Hector Gomez (University of A Coruna, Spain)
Abstract:
Phase-field modeling refers to a particular mathematical description of a system with evolving interfaces. The key idea is that interfaces are described by a smoothly-changing phase field, defined on a fixed domain. The phase field is governed by a partial differential equation, which tracks the so-called diffuse interfaces and encodes the interfacial physics at once. The phase-field methodology is having a significant impact in the field of complex fluids [1] and holds promise to impact other areas of fluid mechanics and also solid mechanics. Typically, the phase-field equations are strongly nonlinear with higher-order spatial derivatives that account for the interfacial forces. From a numerical perspective, the higher-order partial- differential operators usually present in phase-field equations are difficult to deal with by standard finite element approaches that utilize C0 trial and weighting functions. In the first part of this presentation, I will show how our computational approach, based on Isogeometric Analysis [2], permits simple and efficient discretizations through the use of continuously differentiable splines [3]. I will also introduce our new second-order accurate and nonlinearly stable algorithms for phase field models. I will illustrate the effectiveness of our algorithms, by showing an application example in which we model tumor angiogenesis, that is, the growth of new capillaries from pre-existing ones in the microenvironment of a tumor [4].
References:
[1] R.I. Saye, J.A. Sethian, Multiscale modeling of membrane rearrangement, drainage, and rupture in evolving foams, Science, Vol. 340, pp. 720-724, 2013.

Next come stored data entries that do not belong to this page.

PR #1856, opened 2022-11-22
Remove sharding parameter from RegistryJpaIO

jianglai:
This parameter is misleading and does not do what it purports to do.
Namely, it does not impact the level of parallelism. Given the input n for this
parameter, and m for the batch size, the elements are divided (keyed) into n
groups, each of which are then spread evenly across all threads, which
are eventually in turn batched into batches with size m:

https://github.com/apache/beam/blob/master/sdks/java/core/src/main/java/org/apache/beam/sdk/transforms/GroupIntoBatches.java#L227

This is also evident in the implementation itself, where the ShardedKey
is determined by the unique number for a worker/thread combo and the
original key:

https://github.com/apache/beam/blob/master/sdks/java/core/src/main/java/org/apache/beam/sdk/transforms/GroupIntoBatches.java#L268

Using a more concrete example, suppose we have 100 elements and 10
worker threads, with a target batch size of 5. If the "shard" number is set to
1, we first spread the 100 elements across 10 threads, resulting in 10
elements per thread, each thread then batches the elements into 2
batches of size 5.

If the "shard" number is set to 2, the 100 elements are first divided into 2
"shards" of 50 each. Each "shard" is then distributed within the 10
threads, resulting in 5 elements per "shard" per thread. They then get
turned into 1 batch per "shard" per thread. In the end, each thread
still processes 2 batches, even though they are from 2 different "shards".

Therefore this "shard" number does not perform horizontal partitioning
that one normally associates with sharding, and provides no
performance benefits but rather confuses the user.

It is also suggested that using withShardedKey() alone is already
sufficient to achieve auto-sharding within the keyed group. There is no
need to manually divide the input by keying them differently based on
the "shard" number specified:

https://youtu.be/jses0W4Zalc?t=967


jianglai (commented):
> *[Reviewable](https://reviewable.io/reviews/google/nomulus/1856)* status: :shipit: complete! all files reviewed, all discussions resolved (waiting on @weiminyu)

weiminyu (changes requested):
> *[Reviewable](https://reviewable.io/reviews/google/nomulus/1856)* status: all files reviewed, 1 unresolved discussion (waiting on @jianglai)

___
*[`core/src/main/java/google/registry/beam/common/RegistryJpaIO.java` line 293 at r1](https://reviewable.io/reviews/google/nomulus/1856#-NHzHIE-3Swvq7Xp9Eur:-NHzHIE04ZFqshHoJjn5:b-zabtmd) ([raw file](https://github.com/google/nomulus/blob/279181ac4b7dba9d9631624a7915ac6128b0c22d/core/src/main/java/google/registry/beam/common/RegistryJpaIO.java#L293)):*
> ```Java
>     public PCollection<Void> expand(PCollection<T> input) {
>       return input
>           .apply("Add key to data " + name(), WithKeys.<Integer, T>of(0).withKeyType(integers()))
> ```

Have you measured the performance using a single key?

I'm under the impression that the number of unique keys affects the parallelism in grouping-related transforms.  Using your example of 100 items, 2 shards, and 10 workers, my understanding is that the input may not spread to 10 workers.



_Code quote:_
```Java
0
```

jianglai (commented):
> *[Reviewable](https://reviewable.io/reviews/google/nomulus/1856)* status: all files reviewed, 1 unresolved discussion (waiting on @weiminyu)

___
*[`core/src/main/java/google/registry/beam/common/RegistryJpaIO.java` line 293 at r1](https://reviewable.io/reviews/google/nomulus/1856#-NHzHIE-3Swvq7Xp9Eur:-NI80yF47V07YJy49wFW:ba188mx) ([raw file](https://github.com/google/nomulus/blob/279181ac4b7dba9d9631624a7915ac6128b0c22d/core/src/main/java/google/registry/beam/common/RegistryJpaIO.java#L293)):*

Have you measured the performance using a single key?

I'm under the impression that the number of unique keys affects the parallelism in grouping-related transforms.  Using your example of 100 items, 2 shards, and 10 workers, my understanding is that the input may not spread to 10 workers.

</blockquote></details>

I can do some comparison as part of testing the expand billing events pipeline.

When you say the input may not spread to 10 workers, do you mean using more shards will make it spread better? Like using 10 shards instead of 2? I would like to emphasize again that the "shards" we are talking about are not actually shards in beam parlance. When we set this value to n, we are just evenly distributing the input into different groups, keyed by integers between 1 to n. The KV is then sharded by beam when you use `withShardedKey()`, which than computes a new KV, whose key is based on the old key and the total number of worker thread. The Javadoc clearly stated that all elements that share the same old key will be evenly distributed across all threads:

https://github.com/apache/beam/blob/4ab557bf98784e51b6f8dca7d89ba5bcea9f04ef/sdks/java/core/src/main/java/org/apache/beam/sdk/transforms/GroupIntoBatches.java#L227

Further more, if you look at how the new key is computed, it takes the old key, and a value determined by the worker ID and local thread ID (therefore making it globally unique among all worker threads). That's how it is able to distribute elements with the same (old) key evenly across all threads, which is then batched into groups:

https://github.com/apache/beam/blob/4ab557bf98784e51b6f8dca7d89ba5bcea9f04ef/sdks/java/core/src/main/java/org/apache/beam/sdk/transforms/GroupIntoBatches.java#L264

jianglai (commented):
> *[Reviewable](https://reviewable.io/reviews/google/nomulus/1856)* status: all files reviewed, 1 unresolved discussion (waiting on @weiminyu)

___
*[`core/src/main/java/google/registry/beam/common/RegistryJpaIO.java` line 293 at r1](https://reviewable.io/reviews/google/nomulus/1856#-NHzHIE-3Swvq7Xp9Eur:-NJ2nLUG3tJgIim3wDLD:b-3o1exe) ([raw file](https://github.com/google/nomulus/blob/279181ac4b7dba9d9631624a7915ac6128b0c22d/core/src/main/java/google/registry/beam/common/RegistryJpaIO.java#L293)):*

There is some 'magic' in BEAM that I don't fully understand, but I believe the pipeline scheduler treats PCollection<KV> differently than PCollection of non-KV entities, doing hidden logic according to the key values. Flume seems to work this way too.

E.g., if we look at the code of GroupByKey, there is almost nothing, but eventually all elements with the same key are sent to the same worker.
The GroupIntoBatches also groups entities by key, we should verify if it is affected by the same logic, which could limit parallelism.

Coming back to `GroupIntoBatches.withSharededKey()`, and with all input keys being the same,  the number of unique output keys is limited to the number of threads employed by the phase that runs the `Map.via` transformation. 

I think we should get some measurements first. 







</blockquote></details>

So I did some testing in #1881. This is done within unit tests so it employs only the direct runner, but I believe we should expect the axiom to hold that the parallelism behavior is not determined by the type of runner used.

I started with two elements `T`, which are then keyed to the same dummy key `Integer`. The resulting `KV<Integer, T>` are then grouped into batches of size 100, with sharding.

When there is only one worker thread, as expected, they are processed by the sole worker and put into the same `KV<Integer, Iterable<T>>`, which is then processed by the same worker.

I then set the worker number to 2. I did not check if the 2 `KV`s are processed by different workers, but they are indeed (consistently) grouped into two batches of `KV<Integer, Iterable<T>>`, each containing one `T`.

So my understanding is that, `GroupIntoBatches.withSharededKey()` processes all the `KV` with the same key serially, but not necessarily on the same worker (otherwise it would not have been possible to get different `ShardedKey` for these `KV`s, as the `ShardedKey` is determined by the worker and thread ID). Otherwise it would contradict with the [claim](https://github.com/apache/beam/blob/4ab557bf98784e51b6f8dca7d89ba5bcea9f04ef/sdks/java/core/src/main/java/org/apache/beam/sdk/transforms/GroupIntoBatches.java#L227) that "by default, keys are sharded to such that the input elements with the same key are spread to all available threads executing the transform". There must be some communication between workers working on this transform to coordinate the emission of batches in a serial manner, which makes total sense as you have to have processed `n` number of KVs *in total* in order to emit a batch of size `n`. It is also implied in the [javadoc](https://github.com/apache/beam/blob/4ab557bf98784e51b6f8dca7d89ba5bcea9f04ef/sdks/java/core/src/main/java/org/apache/beam/sdk/transforms/GroupIntoBatches.java#L57) where it says "Elements are buffered until there are enough elements for a batch, at which point they are emitted to the output {@link PCollection}". This is likely achieved through [stateful processing](https://beam.apache.org/blog/stateful-processing/).

Given that the "sharding" function in our code base only assigns a random key to the input date, this "map" transform would not alter the distribution of the input data among workers, regardless of the range of random key assigned. The resulting `KV` should, statistically, have exactly the same distribution of elements within the same key. Therefore the net result of this "sharding" should be negligible. In fact, because each set with the same key has fewer element in them, and a batch is only emitted when a batch is full or when the elements are exhausted, if we assume the number of total number of elements is much larger than the batch size, and the "sharding" factor x is reasonably small so that each "shard" still contains much more elements than the batch size, it appears that having more "shards" this way would increase the latency of this transform as we have the same number of workers, but the buffer size is x times larger (as each key has its own buffer), which takes x times to fill before any worker starts emitting batches.

jianglai (commented):
> *[Reviewable](https://reviewable.io/reviews/google/nomulus/1856)* status: all files reviewed, 1 unresolved discussion (waiting on @weiminyu)

___
*[`core/src/main/java/google/registry/beam/common/RegistryJpaIO.java` line 293 at r1](https://reviewable.io/reviews/google/nomulus/1856#-NHzHIE-3Swvq7Xp9Eur:-NJ3nDg07s5nwTo74ZJt:bbrhij) ([raw file](https://github.com/google/nomulus/blob/279181ac4b7dba9d9631624a7915ac6128b0c22d/core/src/main/java/google/registry/beam/common/RegistryJpaIO.java#L293)):*

So I did some testing in #1881. This is done within unit tests so it employs only the direct runner, but I believe we should expect the axiom to hold that the parallelism behavior is not determined by the type of runner used.

I started with two elements `T`, which are then keyed to the same dummy key `Integer`. The resulting `KV<Integer, T>` are then grouped into batches of size 100, with sharding.

When there is only one worker thread, as expected, they are processed by the sole worker and put into the same `KV<Integer, Iterable<T>>`, which is then processed by the same worker.

I then set the worker number to 2. I did not check if the 2 `KV`s are processed by different workers, but they are indeed (consistently) grouped into two batches of `KV<Integer, Iterable<T>>`, each containing one `T`.

So my understanding is that, `GroupIntoBatches.withSharededKey()` processes all the `KV` with the same key serially, but not necessarily on the same worker (otherwise it would not have been possible to get different `ShardedKey` for these `KV`s, as the `ShardedKey` is determined by the worker and thread ID). Otherwise it would contradict with the [claim](https://github.com/apache/beam/blob/4ab557bf98784e51b6f8dca7d89ba5bcea9f04ef/sdks/java/core/src/main/java/org/apache/beam/sdk/transforms/GroupIntoBatches.java#L227) that "by default, keys are sharded to such that the input elements with the same key are spread to all available threads executing the transform". There must be some communication between workers working on this transform to coordinate the emission of batches in a serial manner, which makes total sense as you have to have processed `n` number of KVs *in total* in order to emit a batch of size `n`. It is also implied in the [javadoc](https://github.com/apache/beam/blob/4ab557bf98784e51b6f8dca7d89ba5bcea9f04ef/sdks/java/core/src/main/java/org/apache/beam/sdk/transforms/GroupIntoBatches.java#L57) where it says "Elements are buffered until there are enough elements for a batch, at which point they are emitted to the output {@link PCollection}". This is likely achieved through [stateful processing](https://beam.apache.org/blog/stateful-processing/).

Given that the "sharding" function in our code base only assigns a random key to the input date, this "map" transform would not alter the distribution of the input data among workers, regardless of the range of random key assigned. The resulting `KV` should, statistically, have exactly the same distribution of elements within the same key. Therefore the net result of this "sharding" should be negligible. In fact, because each set with the same key has fewer element in them, and a batch is only emitted when a batch is full or when the elements are exhausted, if we assume the number of total number of elements is much larger than the batch size, and the "sharding" factor x is reasonably small so that each "shard" still contains much more elements than the batch size, it appears that having more "shards" this way would increase the latency of this transform as we have the same number of workers, but the buffer size is x times larger (as each key has its own buffer), which takes x times to fill before any worker starts emitting batches.
</blockquote></details>

FYI I will do more testing by running `ExpandRecurringBillingEventsPipeline` on dataflow with different "sharding" factors.

weiminyu (approved):
> *[Reviewable](https://reviewable.io/reviews/google/nomulus/1856)* status: :shipit: complete! all files reviewed, all discussions resolved (waiting on @jianglai)

PR #1858, opened 2022-11-23
Remove usage of the AppEngine remote API

gbrodman:
This is only used for contacting Datastore. With the removal of:
1. All standard usages of Datastore
2. Usage of Datastore for allocation of object IDs
3. Usage of Datastore for GAE user IDs

we can remove the remote API without affecting functionality.

- - -
This change is [Reviewable](https://reviewable.io/reviews/google/nomulus/1858)


jianglai (changes requested):
I believe the connection also allows you to call GAE SDKs APIs locally, namely any API in the following packages:

com.google.appengine.*
com.google.apphosting.*

I suspect it's not the reason that we use the connection, but we should still check if there's any import statements for packages under those namespaces.

Plus, I know there's a lot of commands here, but it might be worth it to do the following:

1) spot checking some of them to make sure they still work.
2) find if any of them actually need to implement `CommandWithSql`. Anything whose name that starts with `List|Create|Update` probably can be safely assumed to need SQL access. But what about, for example, `GhostrydeCommand`? It doesn't seem to call `tm()` directly. Does it actually need to set up SQL?
3) alternatively, do we know if it's worth it to make such a distinction anymore? Previously (and supposedly), setting up a connection is an expensive operation that you only want to do if you have to. But is setting up the SQL credential itself expensive? I don't think we are opening connections by setting the transaction manager, right? Maybe we can just set it regardless of what kind of command it is?

> Reviewed 50 of 50 files at r1, all commit messages.
> *[Reviewable](https://reviewable.io/reviews/google/nomulus/1858#-:-NI4Iqt13UZx5QAQ0ftr:b-w9hf6e)* status: all files reviewed, 2 unresolved discussions (waiting on @gbrodman)

___
*[`core/src/main/java/google/registry/tools/RegistryCli.java` line 205 at r1](https://reviewable.io/reviews/google/nomulus/1858#-NI4I2vo9ViddrVLVAaJ:-NI4I2vo9ViddrVLVAaK:b2tlf97) ([raw file](https://github.com/google/nomulus/blob/0f2c751b9df7b6068ef641cb4f86495bbe17abfa/core/src/main/java/google/registry/tools/RegistryCli.java#L205)):*
> ```Java
> 
>   @Override
>   public void close() {
> ```

This is no longer necessary. In fact I think the class does not need to implement `AutoCloseable` any more.



_Code quote:_
```Java
public void close() {
```
___
*[`core/src/main/java/google/registry/tools/RegistryCli.java` line 254 at r1](https://reviewable.io/reviews/google/nomulus/1858#-NI4ILYCCE8OmJEXZ_0B:-NI4ILYCCE8OmJEXZ_0C:bwm1asz) ([raw file](https://github.com/google/nomulus/blob/292bc788fbc3ce539b183582905a347ab3f29bb5/core/src/main/java/google/registry/tools/RegistryCli.java#L254)):*
> ```Java
>           options.useDevelopmentServerCredential();
>         } else {
>           RemoteApiOptionsUtil.useGoogleCredentialStream(
> ```

We can finally remove this class now!



_Code quote:_
```Java
 RemoteApiOptionsUtil.
```

gbrodman (commented):
1. I spot-checked the List*Commands but yeah there's no harm in trying more. Will do that. 
2. Actually, the SQL setup seems to be lazy (it sets a Supplier rather than the entity itself). So I would expect that it is actually pretty quick! 
3. Yes, we can just remove that concept entirely I think. It simplifies things a lot and removes a possible footgun (that we've run into multiple times) where tests for a command work because they have SQL set up but the command fails remotely because we forgot to set up SQL.

> *[Reviewable](https://reviewable.io/reviews/google/nomulus/1858#-:-NI8O0eN0rMzzeRlqi11:b18oku1)* status: all files reviewed, 2 unresolved discussions (waiting on @jianglai)

___
*[`core/src/main/java/google/registry/tools/RegistryCli.java` line 205 at r1](https://reviewable.io/reviews/google/nomulus/1858#-NI4I2vo9ViddrVLVAaJ:-NI8MM2O1J3sSSeWGNgy:bgsb48g) ([raw file](https://github.com/google/nomulus/blob/0f2c751b9df7b6068ef641cb4f86495bbe17abfa/core/src/main/java/google/registry/tools/RegistryCli.java#L205)):*

This is no longer necessary. In fact I think the class does not need to implement `AutoCloseable` any more.
</blockquote></details>

yeah, I think so -- we can remove the try-with from all the callsites too 
___
*[`core/src/main/java/google/registry/tools/RegistryCli.java` line 254 at r1](https://reviewable.io/reviews/google/nomulus/1858#-NI4ILYCCE8OmJEXZ_0B:-NI8LfF-7UoCwZak15H4:b-3rfhu1) ([raw file](https://github.com/google/nomulus/blob/292bc788fbc3ce539b183582905a347ab3f29bb5/core/src/main/java/google/registry/tools/RegistryCli.java#L254)):*

We can finally remove this class now!
</blockquote></details>

!!! yeah

jianglai (approved):
LGTM. Can be submitted after sufficient testing.

> Reviewed 55 of 55 files at r2, all commit messages.
> *[Reviewable](https://reviewable.io/reviews/google/nomulus/1858#-:-NI8ZhK6BPwAFeuU2rxr:b-6hhznv)* status: all files reviewed, 1 unresolved discussion (waiting on @gbrodman)

___
*[`core/src/main/java/google/registry/tools/RegistryCli.java` line 222 at r2](https://reviewable.io/reviews/google/nomulus/1858#-NI8ZVmn-sTyHjceMUnb:-NI8ZVmo3uXw1Y8bm7GS:bbdb80t) ([raw file](https://github.com/google/nomulus/blob/4a4254362914143294d26e30a5ce62e6fd1551ed/core/src/main/java/google/registry/tools/RegistryCli.java#L222)):*
> ```Java
>     if (!databaseInstalled) {
>         // Ensure that all entity classes are loaded before command code runs.
>         ObjectifyService.initOfy();
> ```

You probably can remove this as well. Even if it initializes ofy locally, it's not going to be able to use it anyway, right?



_Code quote:_
```Java
ObjectifyService.initOfy();
```

gbrodman (commented):
Testing:
- list TLDs / domains  / get /modify domain
- listing / getting / updating premium list 
- generate / get allocation tokens
- get claims list
- list / get / update registrars
- shell

maybe also double-check the changes in RegistryCli (tests were failing) 

> *[Reviewable](https://reviewable.io/reviews/google/nomulus/1858#-:-NI8xfGx2rd1Y8ChSvG4:bgrmgxr)* status: 53 of 55 files reviewed, 1 unresolved discussion (waiting on @jianglai)

___
*[`core/src/main/java/google/registry/tools/RegistryCli.java` line 222 at r2](https://reviewable.io/reviews/google/nomulus/1858#-NI8ZVmn-sTyHjceMUnb:-NI8xcMfBBUgPlnCVJBL:bls4lf) ([raw file](https://github.com/google/nomulus/blob/4a4254362914143294d26e30a5ce62e6fd1551ed/core/src/main/java/google/registry/tools/RegistryCli.java#L222)):*

You probably can remove this as well. Even if it initializes ofy locally, it's not going to be able to use it anyway, right?
</blockquote></details>

yeah, I think because we don't need it for ID allocation any more

gbrodman:
just double-checking, did you want to take a look at the changes in RegistryCli.java or do you think it's all good?

PR #1869, opened 2022-12-03
Add a command to create synthetic contact history

weiminyu:
Create synthetic ContactHistory to fix b/261192144.

Caller provides a file that enumerates the contact repo_ids to operate on.

- - -
This change is [Reviewable](https://reviewable.io/reviews/google/nomulus/1869)

### DIFF
--- a/core/src/main/java/google/registry/tools/RegistryTool.java
+++ b/core/src/main/java/google/registry/tools/RegistryTool.java
@@ -17,6 +17,7 @@ package google.registry.tools;
 import com.google.common.collect.ImmutableMap;
 import google.registry.tools.javascrap.CompareEscrowDepositsCommand;
 import google.registry.tools.javascrap.CreateCancellationsForOneTimesCommand;
+import google.registry.tools.javascrap.CreateSyntheticContactHistoriesCommand;
 import google.registry.tools.javascrap.CreateSyntheticDomainHistoriesCommand;
 
 /** Container class to create and run remote commands against a Datastore instance. */
@@ -48,6 +49,7 @@ public final class RegistryTool {
           .put("create_registrar", CreateRegistrarCommand.class)
           .put("create_registrar_groups", CreateRegistrarGroupsCommand.class)
           .put("create_reserved_list", CreateReservedListCommand.class)
+          .put("create_synthetic_contact_histories", CreateSyntheticContactHistoriesCommand.class)
           .put("create_synthetic_domain_histories", CreateSyntheticDomainHistoriesCommand.class)
           .put("create_tld", CreateTldCommand.class)
           .put("curl", CurlCommand.class)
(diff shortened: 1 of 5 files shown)


gbrodman (commented):
According to the linked bug, it seems like you've already run this against production. Is that correct? Just want to double check, if so we probably don't absolutely `need` to merge this. 

> Reviewed 1 of 5 files at r1.
> *[Reviewable](https://reviewable.io/reviews/google/nomulus/1869#-:-NIY9TZ44QkulrSoIiE-:b-9thrnw)* status: 1 of 5 files reviewed, all discussions resolved (waiting on @jianglai)

weiminyu (commented):
Yes, they've been applied.

We don't have to merge it but should probably keep this PR around for a while.

> *[Reviewable](https://reviewable.io/reviews/google/nomulus/1869#-:-NIYGeeJ221bfR3yaiB_:bygesux)* status: 1 of 5 files reviewed, all discussions resolved (waiting on @jianglai)

jianglai (changes requested):
I somewhat feel conflicted about putting these commands in `javascrap`. On one hand, I think `javascrap` should only host tools that are temporarily needed for a while and to be deleted later. On the other hand, these commands seem genuinely useful, especially for troubleshooting and fixing data issues and can be used in the future. Should we consider moving them outside `javascrap` to `tools` itself and add proper tests for them?

Or maybe alternatively, we should consider adding a subpackage like `troubleshooting` or `debugging` that hosts these commands that are not part of the normal operation but nevertheless is useful to keep permanently.

> Reviewed 2 of 5 files at r1, all commit messages.
> *[Reviewable](https://reviewable.io/reviews/google/nomulus/1869#-:-NIZZgWn-HGpy6Ci24fA:b-xoh9e4)* status: 3 of 5 files reviewed, 1 unresolved discussion (waiting on @gbrodman and @weiminyu)

___
*[`core/src/main/java/google/registry/tools/javascrap/DeleteContactByRepoIdCommand.java` line 61 at r1](https://reviewable.io/reviews/google/nomulus/1869#-NIXva-x4PwX8h0fD7nK:-NIXva-x4PwX8h0fD7nL:b-nsvlb) ([raw file](https://github.com/google/nomulus/blob/5fa45809c4fdfec4b3caf2c7a24de7edfce1b16b/core/src/main/java/google/registry/tools/javascrap/DeleteContactByRepoIdCommand.java#L61)):*
> ```Java
>  * generates a history event.
>  *
>  * <p>The {@code ContactDeleteFlow} itself cannot be used because deletion by EPP command is based
> ```

I wonder what happens when an EPP contact delete request is sent with a contact ID that has multiple entities? I suspect `loadByForeignKey` would throw an error. We should mention that behavior here.



_Code quote:_
```Java
 * <p>The {@code ContactDeleteFlow} itself cannot be used because deletion by EPP command is based
 * on contact_id, and there is no control on which one of a pair is deleted.
```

[2] T.J.R. Hughes, J.A. Cottrell, Y. Bazilevs, Isogeometric analysis: CAD, finite elements, NURBS, exact geometry and mesh refinement, Comput. Methods Appl. Mech. Engrg., Vol. 194, pp. 4135-4195, 2005.
[3] H. Gomez, V.M. Calo, Y. Bazilevs, T.J.R. Hughes, Isogeometric analysis of the Cahn- Hilliard phase-field model, Comput. Methods Appl. Mech. Engrg., Vol. 197, pp. 4333-4352, 2008.
[4] G. Vilanova, I. Colominas, H. Gomez, Capillary networks in tumor angiogenesis: From discrete endothelial cells to averaged phase-field descriptions via isogeometric analysis, Int. J. Numer. Meth. Biom. Eng., Vol 29, pp. 1015-1037, 2013.